#### PROMPT:
For each line of the material, write out an exact copy.

#### DATA FOR PROCESSING:
□ □ □ □
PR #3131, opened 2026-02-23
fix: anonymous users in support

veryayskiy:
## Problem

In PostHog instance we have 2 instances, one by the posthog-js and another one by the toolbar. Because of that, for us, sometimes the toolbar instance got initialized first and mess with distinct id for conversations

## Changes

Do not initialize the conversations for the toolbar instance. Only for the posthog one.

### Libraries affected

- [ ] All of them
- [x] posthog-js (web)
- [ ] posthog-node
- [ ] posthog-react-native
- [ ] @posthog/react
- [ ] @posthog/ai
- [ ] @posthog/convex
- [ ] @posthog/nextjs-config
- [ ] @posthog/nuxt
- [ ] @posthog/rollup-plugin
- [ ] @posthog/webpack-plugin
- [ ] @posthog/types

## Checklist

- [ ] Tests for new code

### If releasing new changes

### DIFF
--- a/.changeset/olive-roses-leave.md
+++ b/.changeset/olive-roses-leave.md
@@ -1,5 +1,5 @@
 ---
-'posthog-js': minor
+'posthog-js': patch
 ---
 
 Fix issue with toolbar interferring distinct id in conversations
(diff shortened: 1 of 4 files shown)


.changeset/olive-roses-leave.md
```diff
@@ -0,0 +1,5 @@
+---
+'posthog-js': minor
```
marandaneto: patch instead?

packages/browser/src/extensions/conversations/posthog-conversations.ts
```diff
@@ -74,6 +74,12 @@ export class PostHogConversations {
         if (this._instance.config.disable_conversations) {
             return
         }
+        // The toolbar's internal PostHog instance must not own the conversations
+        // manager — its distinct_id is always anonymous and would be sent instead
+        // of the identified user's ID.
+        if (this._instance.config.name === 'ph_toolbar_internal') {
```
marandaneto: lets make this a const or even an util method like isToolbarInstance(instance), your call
□ □ □ □
#### FINAL ANSWER:
PR #3131, opened 2026-02-23
fix: anonymous users in support

veryayskiy:
## Problem

In PostHog instance we have 2 instances, one by the posthog-js and another one by the toolbar. Because of that, for us, sometimes the toolbar instance got initialized first and mess with distinct id for conversations

## Changes

Do not initialize the conversations for the toolbar instance. Only for the posthog one.

### Libraries affected

- [ ] All of them
- [x] posthog-js (web)
- [ ] posthog-node
- [ ] posthog-react-native
- [ ] @posthog/react
- [ ] @posthog/ai
- [ ] @posthog/convex
- [ ] @posthog/nextjs-config
- [ ] @posthog/nuxt
- [ ] @posthog/rollup-plugin
- [ ] @posthog/webpack-plugin
- [ ] @posthog/types

## Checklist

- [ ] Tests for new code

### If releasing new changes

### DIFF
--- a/.changeset/olive-roses-leave.md
+++ b/.changeset/olive-roses-leave.md
@@ -1,5 +1,5 @@
 ---
-'posthog-js': minor
+'posthog-js': patch
 ---
 
 Fix issue with toolbar interferring distinct id in conversations
(diff shortened: 1 of 4 files shown)


.changeset/olive-roses-leave.md
```diff
@@ -0,0 +1,5 @@
+---
+'posthog-js': minor
```
marandaneto: patch instead?

packages/browser/src/extensions/conversations/posthog-conversations.ts
```diff
@@ -74,6 +74,12 @@ export class PostHogConversations {
         if (this._instance.config.disable_conversations) {
             return
         }
+        // The toolbar's internal PostHog instance must not own the conversations
+        // manager — its distinct_id is always anonymous and would be sent instead
+        // of the identified user's ID.
+        if (this._instance.config.name === 'ph_toolbar_internal') {
```
marandaneto: lets make this a const or even an util method like isToolbarInstance(instance), your call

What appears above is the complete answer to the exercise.